The Internal Revenue Service (IRS) has very clear rules about insurance settlements. While many settlements due to a car accident are not taxable, some are. There may be only a portion of a settlement that is taxable, too. If you are involved in a collision and receive a settlement, you really need to talk to an income tax advisor when you do your income taxes. It can be, well, complicated.
Insurance settlements that are not taxable
Settlements paid for damage to your vehicle and for pain and suffering due to physical injury are not taxable. The amount for damages can also include the cost of towing the car and the cost of a rental car so you can get around while your car is getting repaired.
Why a portion of an insurance settlement would be taxable
There are five reasons for a portion of a settlement to be taxed as income. They are, for the most part, pretty straight forward; however, there is an important “if” for one of them.

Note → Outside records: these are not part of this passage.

PR #638, opened 2026-09-05
/claim #616: Fix hybrid/multi-GPU monitoring — use max for GPU busy% and temps on dev

### LINKED ISSUE #616: GPU usage and temperature are averaged across every /sys/class/drm/card* device, producing meaningless numbers on hybrid-graphics/multi-GPU systems
**Severity: Medium — silently wrong GPU stats on a fairly common hardware configuration**

### Issue type

### What happened?

On my Ryzen APU + discrete AMD GPU desktop, the GPU usage widget shows roughly half of what either GPU is actually doing under load — running a game that pegs the discrete card at 100% while the iGPU sits idle at 0% displays as ~50% in the bar/Nexus resource widgets.

Root cause: `shell/plugin/src/Caelestia/Services/gpu.cpp`, `readGenericUsage()`:
```cpp
const QStringList paths = QDir("/sys/class/drm").entryList({"card*"}, QDir::Dirs | QDir::NoDotAndDotDot);
qreal sum = 0.0; int count = 0;
for (const QString& card : paths) {
    QFile f(QString("/sys/class/drm/%1/device/gpu_busy_percent").arg(card));
    if (f.open(...)) { sum += f.readAll().trimmed().toDouble(&ok); ++count; }
}
const qreal newPerc = count > 0 ? sum / count / 100.0 : 0.0;
```
This walks *every* `cardN` entry that exposes `gpu_busy_percent` and averages them into one number with no attempt to identify which card is the "real"/active GPU (discrete vs integrated, or primary vs secondary in a multi-GPU box). The type-detection script a few lines up (`kTypeDetectScript`) already treats "any card with `gpu_busy_percent`" as sufficient to classify the system as `GENERIC`, so this isn't a one-GPU-assumption edge case — it's the intended code path for any non-Nvidia system, and it breaks the moment there's more than one DRM card. The temperature path has the identical problem: `readGpuTemperature()` calls `sensorslib::gpuPciAverageTemp()` — the function name says it all.

### Steps to reproduce

1. On a system with an AMD iGPU and AMD/other dGPU both exposing `gpu_busy_percent` under `/sys/class/drm/card*/device/` (common on Ryzen "G"/APU desktops paired with a discrete card, and some AMD Advantage laptops).
2. Load only the discrete GPU (e.g. run a game forced onto it) while the iGPU stays idle.
3. Compare `cat /sys/class/drm/card1/device/gpu_busy_percent` (the loaded card) against Caelestia's GPU usage widget — the widget reads roughly half the real value because it's averaged with the idle card's 0-2%.

### Caelestia version

main branch

### Distro

Arch (Ryzen APU + discrete AMD GPU)

### Logs or screenshots

`for f in /sys/class/drm/card*/device/gpu_busy_percent; do echo "$f: $(cat $f)"; done` next to the widget's displayed percentage shows the widget consistently landing at the arithmetic mean of the per-card values, not the max or the active card's own value.

---
_Note: this is a different code path from #314 (`detectTypeOnce()` misclassifying hybrid Nvidia+other systems as pure Nvidia) — that one is about GPU-type detection; this one is the `GENERIC`-path usage/temperature math itself, which averages across cards regardless of which type won detection. Possibly related to the in-progress #588 ("Redo gpu.cpp"), which doesn't currently mention this specific averaging behavior — flagging here in case it isn't already covered by that rewrite._

jialfaro:
## What does this change?

Fixes incorrect averaging of GPU usage and temperatures on hybrid/multi-GPU systems (Closes #616, recreated against `dev` as requested by @ladybug-me in #633).

- `Gpu::readGenericUsage()` now reports the maximum per-card usage across both Pass 1 (`gpu_busy_percent`) and Pass 2 (Intel iGPU frequency ratio) instead of averaging them.
- `sensorslib::gpuPciAverageTemp()` now returns the maximum primary (or fallback) temperature across PCI GPU devices instead of averaging.

## Screenshots (if UI change)
N/A (backend service monitoring calculation)

## How did you test it?
- Verified per-card sysfs nodes `/sys/class/drm/card*/device/gpu_busy_percent` and Intel frequency ratios `/gt/gt0/rps_cur_freq_mhz` under simulated hybrid GPU loads (100% discrete load + 0% idle integrated load), confirming reporting reflects the active GPU (100%) rather than an artificial arithmetic mean (~50%).
- Verified `sensorslib::gpuPciAverageTemp()` selection logic for primary temperature sensors against fallback sensors.

## Type

- [x] Bug fix
- [ ] New feature
- [ ] Config / theme
- [ ] Docs
- [ ] Refactor
- [ ] Other

## Notes for reviewers

Per @ladybug-me's feedback on #633, this PR is cleanly built on top of the latest `dev` branch, integrating with both Pass 1 and Pass 2 detection paths.

Closes #616
/claim #616

### DIFF
--- a/shell/plugin/src/Caelestia/Services/gpu.cpp
+++ b/shell/plugin/src/Caelestia/Services/gpu.cpp
@@ -176,8 +176,7 @@ void Gpu::readGenericUsage() {
         QDir(QStringLiteral("/sys/class/drm"))
             .entryList(QStringList() << QStringLiteral("card*"), QDir::Dirs | QDir::NoDotAndDotDot);
 
-    qreal sum = 0.0;
-    int count = 0;
+    qreal maxPerc = -1.0;
 
     // Pass 1: amdgpu (and some newer Xe) cards expose a direct busy percent.
     for (const QString& card : cards) {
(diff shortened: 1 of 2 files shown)


ladybug-me:
Checks out

jialfaro:
“Quick question: does this task come with any kind of reward?”

0xSolanaceae:
@jialfaro the satisfaction of knowing you fixed our math is reward enough

PR #683, opened 2026-09-08
fix: prune the deleted submodules from local git

### LINKED ISSUE #666: update.sh's post-restart "wait for scheme.json" loop runs before the shell is restarted — no-ops or wastes 15s
**Issue type:** Bug - something is broken or not working correctly

**What happened?**

Near the end of `update.sh`, after killing the running shell and before starting the new one:

```bash
# Kill the running shell...
if "$CAELESTIA_BIN" shell -k 2>/dev/null; then
    :
elif [[ -n "$SHELL_IPC" ]] && "$SHELL_IPC" quit 2>/dev/null; then
    :
else
    pkill -f "quickshell.*caelestia/shell.qml" 2>/dev/null || true
fi

STATE_DIR="${XDG_STATE_HOME:-$HOME/.local/state}/caelestia"
SCHEME_FILE="$STATE_DIR/scheme.json"
i=0
while [[ $i -lt 15 && ! -s "$SCHEME_FILE" ]]; do
    sleep 1
    i=$((i + 1))
done

# Start the shell...
if [[ -n "$SHELL_IPC" ]]; then
    "$SHELL_IPC" start 2>/dev/null &
...
```

`scheme.json` is written by the running shell instance (`Colours.qml`/`schemeloader.cpp` persist the applied color scheme there so it can be read pre-auth by the lock screen and other out-of-process consumers). This wait loop sits between the kill and the (re)start — i.e. it's polling for a file to be (re)written by a process that, at the point this loop runs, has just been killed and has not yet been started again.

In practice this loop can never do the thing its position suggests it's for (waiting for the new shell instance to finish writing its color scheme before considering the restart complete):
- If `scheme.json` already exists with non-empty content from the just-killed instance (the overwhelmingly common case — a running shell has almost certainly already written it at least once), the `-s` check passes on the very first iteration and the loop is a complete no-op.
- If, for whatever reason, it doesn't exist yet (first-ever run, or the file happens to be mid-atomic-replace at the exact moment the old process died), nothing in this window is ever going to write it — the new shell process hasn't started yet — so the loop just burns the full 15 seconds and falls through regardless.

Either way the loop doesn't do useful synchronization; it's dead weight in the update path, and in the (rarer) failure case it adds a flat, unexplained 15-second stall to every update run that hits it.

**Expected:** If the intent is to confirm the new shell instance has come up and written a fresh color scheme before declaring the restart done, the wait should happen after the `"$SHELL_IPC" start &` (or equivalent) call, not before it.

**Actual:** The wait is positioned before the new shell is started, so it can only ever pass trivially (stale file already present) or stall uselessly for 15s (file absent, nothing running yet to produce it).

**Steps to reproduce**
1. Read `update.sh` around the "Kill the running shell" / "Start the shell" comments — the ordering is directly visible in the diff between the two blocks; no special environment is needed to see the logic is misordered.
2. To observe the 15s stall specifically: `rm -f ~/.local/state/caelestia/scheme.json` immediately after the shell is killed but before `update.sh` reaches the start block (tight timing window, but reliably reproducible by adding a `sleep` locally around the kill step while testing), then watch the update pause for exactly 15 seconds before starting the shell.

**Root cause (file/function level):** `update.sh` — the `while [[ $i -lt 15 && ! -s "$SCHEME_FILE" ]]` loop is placed between the "kill the running shell" block and the "start the shell" block; it should be placed after the start block if its purpose is to confirm the new instance came up.

**Suggested fix:** Move the wait loop to after the `"$SHELL_IPC" start`/`systemd-run`/fallback block, so it's actually polling for output from the instance that was just started.

**Caelestia version:** v2.4.0
**Distro:** Any — pure shell-script ordering issue.

ladybug-me:

> [!WARNING]

## Type

- [ ] Bug fix
- [ ] New feature
- [ ] Config / theme
- [ ] Docs
- [ ] Refactor
- [ ] Other


scripts/02a-submodules.sh
```diff
@@ -8,6 +8,16 @@ source "$(dirname "${BASH_SOURCE[0]}")/lib/log.sh"
 # Initialize submodules
 if [[ -f "$BUNDLE_DIR/.gitmodules" ]]; then
     info "Initializing submodules..."
-    git submodule sync --recursive >/dev/null 2>&1 || true
-    git submodule update --init --recursive --depth 1 --jobs "$(nproc 2>/dev/null || echo 1)" >/dev/null 2>&1 || warn "Failed to initialize all submodules."
+    # Prune any submodule configured locally that was removed from .gitmodules
+    while IFS= read -r -d '' key; do
```
0xSolanaceae: Identical prune block is added in three more places: scripts/08-build-shell.sh:175,
src/bin/caelestia-update:209 and update.sh:99. please simplify to 1

The repo already has the right home for this: scripts/lib/ (log.sh, privileges.sh).
Suggest scripts/lib/submodules.sh exposing prune_removed_submodules "$dir", sourced
by all four callers, with only the -C target differing.

scripts/02a-submodules.sh
```diff
@@ -8,6 +8,16 @@ source "$(dirname "${BASH_SOURCE[0]}")/lib/log.sh"
...
+        submod="${key#submodule.}"
+        submod="${submod%.url}"
+        if ! git -C "$BUNDLE_DIR" config --file .gitmodules --get "submodule.${submod}.url" >/dev/null 2>&1; then
+            git -C "$BUNDLE_DIR" submodule deinit -f "$submod" >/dev/null 2>&1 || true
```
0xSolanaceae: Verify this path was tested. Once a path is gone from .gitmodules, `git submodule
deinit` typically fails with "No submodule mapping found in .gitmodules for path
'<path>'", and the `|| true` swallows that. So the checkout under the worktree is
never removed, and only .git/modules/<name> gets deleted. Is the leftover directory
expected, or should the worktree copy be removed too?

update.sh
```diff
@@ -156,66 +166,12 @@ info "System tweaks (OSD, desktops, CLI patches) have been re-applied to keep KD
...
-    : # CLI succeeded
-elif [[ -n "$SHELL_IPC" ]] && "$SHELL_IPC" quit 2>/dev/null; then
-    : # IPC wrapper succeeded
+if [[ -x "$RESTART_SCRIPT" ]]; then
+    bash "$RESTART_SCRIPT"
+    echo "Shell restarted successfully!"
 else
-    pkill -f "quickshell.*caelestia/shell.qml" 2>/dev/null || true
+    warn "Restart script not found. Please restart the shell manually."
 fi
```
0xSolanaceae, line 187: Issue #666 asked for this wait to be moved, not deleted: "the wait should happen
after the `"$SHELL_IPC" start &` (or equivalent) call, not before it". Here the loop
is removed and nothing replaces it, so nothing confirms the new instance came up
before the restart is declared done. The stall is gone, but the stated intent is
dropped. If that is deliberate, please say so in the PR body rather than closing
#666 via this PR.

update.sh
```diff
@@ -156,66 +166,12 @@ info "System tweaks (OSD, desktops, CLI patches) have been re-applied to keep KD
...
 
-STATE_DIR="${XDG_STATE_HOME:-$HOME/.local/state}/caelestia"
-SCHEME_FILE="$STATE_DIR/scheme.json"
-i=0
-while [[ $i -lt 15 && ! -s "$SCHEME_FILE" ]]; do
-    sleep 1
-    i=$((i + 1))
-done
-
-# Start the shell. The IPC wrapper is preferred over the CLI here because it
```
0xSolanaceae, line 191: This drops the IPC-wrapper / systemd-run start chain along with its rationale
(issue #402: the CLI's `shell -d` daemonizes, children inherit a dead stdout, and
Vesktop deadlocks). restart_shell.sh instead runs `systemctl --user restart
app-caelestiashell@autostart.service`, which is a different mechanism that only
works when that generated unit exists. If that is intentional, carry the #402
rationale across to restart_shell.sh so it is not silently lost.

0xSolanaceae (changes requested):

update.sh
ladybug-me: @0xSolanaceae The stated intent is now kept but first priority is still using `restart_shell.sh` to maintain a single source of truth for restarting the shell, rather then manual restarting steps which may not contain upto date fixes for starting the shell.

0xSolanaceae (approved):
LGTM!

PR #697, opened 2026-09-10
feat: add GIF recording option and fix drag-reorder bug

Alxkcx:
### 1. GIF Recording (new feature, off by default)
Adds a "Record GIF" option to the screen recorder dropdown menu, gated behind a config toggle per the contributing guidelines.

- `utilitiesconfig.hpp`: new `showGifRecorder` property, **default `false`**
- `UtilitiesPanelPage.qml`: new "GIF Recorder" toggle in Settings -> Utilities panel
- `Record.qml`: new `Record GIF` menu item, only shown when `showGifRecorder` is enabled
- `Recorder.qml`: new `startGif()` that passes `--gif` to the recorder
- `caelestia-record`: new `--gif` flag. Records mp4, then on stop auto-converts to GIF via ffmpeg (720p, 30fps, bayer dither) and removes the source mp4. GIFs are written next to the mp4s in `$XDG_VIDEOS_DIR/Recordings/` so `RecordingList.qml` can find them. A stale GIF marker is cleared on failed starts and on the toggle-stop path so a later plain recording is never converted by accident.
- `RecordingList.qml`: include `recording_*.gif` so GIF sessions show up in the Recordings list
- `caelestia_zh_CN.ts` / `.qm`: Simplified Chinese translations for the three new strings

### 2. Fix drag-reorder bug (BarComponents.qml)
Clicking an item in "Toggle & Rearrange" set `isGlobalDragging` prematurely (on press, before `drag.active`), which made the item fill the entire settings panel.

Fix:
- Only set `isGlobalDragging = true` from `onPositionChanged` once `drag.active` is confirmed.
- Replace `anchors.fill: parent` on `activeDelegate` with explicit `width`/`height`. Note: the important part is dropping the **anchor-driven position**, not the size — `anchors.fill` also anchored the delegate to the top-left of whatever parent it lands in. `width: parent.width` would still rebind to `contentItem` after the `ParentChange` reparent, so it is bound to `delegateWrapper` instead.
- Add `onCanceled` to reset `isGlobalDragging` if the drag is cancelled (Esc / pointer leaves window) rather than released.


src/bin/caelestia-record
```diff
@@ -241,8 +260,33 @@ case "$ACTION" in
 
     stop)
         if _is_recording; then
+            # Capture recording path before _stop_recording clears it
+            local saved_path=""
```
0xSolanaceae: local only works inside a function, and this case block is at the top level of the script, so bash exits with local: can only be used in a function. Because we run set -euo pipefail, that kills the whole --stop path before _stop_recording runs, so nothing gets stopped or finalized - including plain mp4 recordings. Please just use saved_path="".

src/bin/caelestia-record
```diff
@@ -182,6 +191,16 @@ case "$ACTION" in
...
         [[ "$rr" -le 0 ]] && rr=60
 
+        # GIF mode: mark this session so stop will auto-convert
+        if [[ "$GIF_MODE" == "true" ]]; then
+            if ! command -v ffmpeg >/dev/null 2>&1; then
+                _notify critical "GIF failed" "ffmpeg not found, cannot convert to GIF"
+                rm -f "$LOCK_FILE"
+                exit 1
+            fi
+            touch "$GIF_MARKER"
```
0xSolanaceae: The marker is written here before the recorder is confirmed started, but the only places it gets removed are inside the stop) GIF branch (lines 271 and 287). If the recording fails to start (line 241-ish "Recording failed" exit 1), or if a recording is stopped through the toggle path at line 175, the marker stays behind. The next plain recording then gets converted to a GIF and its mp4 deleted without the user asking. please clear the marker on those paths too, or better, store the mode next to the current recording path so it can't outlive the session?

src/bin/caelestia-record
```diff
@@ -241,8 +260,33 @@ case "$ACTION" in
...
+
             _stop_recording
-            _notify normal "Recording stopped" "Recording saved to $RECS_DIR"
+
+            # GIF conversion: if marker exists and we have a valid recording, convert it
+            if [[ -f "$GIF_MARKER" ]] && [[ -n "$saved_path" ]] && [[ -f "$saved_path" ]]; then
+                rm -f "$GIF_MARKER"
+                _notify normal "GIF" "Converting to GIF..."
+
+                gif_dir="${RECS_DIR}/gif"
```
0xSolanaceae: The GIF lands in a gif/ subfolder, but the only place the shell lists recordings is RecordingList.qml, which is a non-recursive FolderListModel filtered to recording_*.mp4. So a GIF session leaves the Recordings list empty and there's no way to find the file from the UI (_open_dir opens the parent folder). Worth either writing GIFs next to the mp4s or teaching that list about them.

shell/modules/utilities/cards/Record.qml
```diff
@@ -116,6 +116,15 @@ StyledRect {
                             Recorder.start(["-s","-i"]);
                         }
                     },
+                    MenuItem {
```
0xSolanaceae, line 119: please default the menu config toggle to false

shell/modules/nexus/pages/panels/taskbar/BarComponents.qml
```diff
@@ -104,7 +104,8 @@ PageBase {
             ConnectedRect {
                 id: activeDelegate
 
-                anchors.fill: parent
+                width: parent.width
```
0xSolanaceae: Good catch on the premature flag. One thing to double-check: the delegate is reparented to root.flickable.contentItem by the ParentChange at line 122, and width: parent.width is still a binding, so it rebinds to the new parent on reparent just like anchors.fill did. Is it the loss of the anchor-driven position (rather than the size) that fixes the "fills the panel" symptom? Worth a line in the description so it doesn't get reverted later.

shell/modules/nexus/pages/panels/taskbar/BarComponents.qml
```diff
@@ -135,12 +136,17 @@ PageBase {
                     enabled: !isPlaceholder
 
                     onPressed: {
-                        root.isGlobalDragging = true;
                         root.globalDragSourceList = sourceList;
                         root.globalDragSourceIndex = delegateWrapper.index;
                         root.globalDragHoveredList = sourceList;
                     }
 
+                    onPositionChanged: {
```
0xSolanaceae, line 144: If the drag gets cancelled rather than released (Esc, or the pointer leaves the window), does onReleased still run? If not, isGlobalDragging could stay stuck true and leave the drop targets highlighted.

0xSolanaceae (changes requested):
great work, thanks for the features! re-request when comments have been addressed

shell/modules/utilities/cards/Record.qml
0xSolanaceae: this has still not been resolved

0xSolanaceae (changes requested):

shell/modules/utilities/cards/Record.qml
Alxkcx: Added a `showGifRecorder` config property (default `false`) in `utilitiesconfig.hpp`, a toggle in the Utilities settings page, and bound the menu item visibility to it. GIF recording is now off by default, matching the contributing guideline.

0xSolanaceae (approved):
thanks!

Reason 1 of 5: Settlement is for loss of income
Money you receive as compensation for loss of income is considered taxable by the IRS. You must report it as income in the year you received it and pay taxes on it. This could bump you up an income tax bracket or two, if you are being compensated for lost wages from more than one year.
For instance, if you couldn’t work for six months in one year and six months the next year before you get your settlement, the entire amount is considered taxable income in the year in which it is received.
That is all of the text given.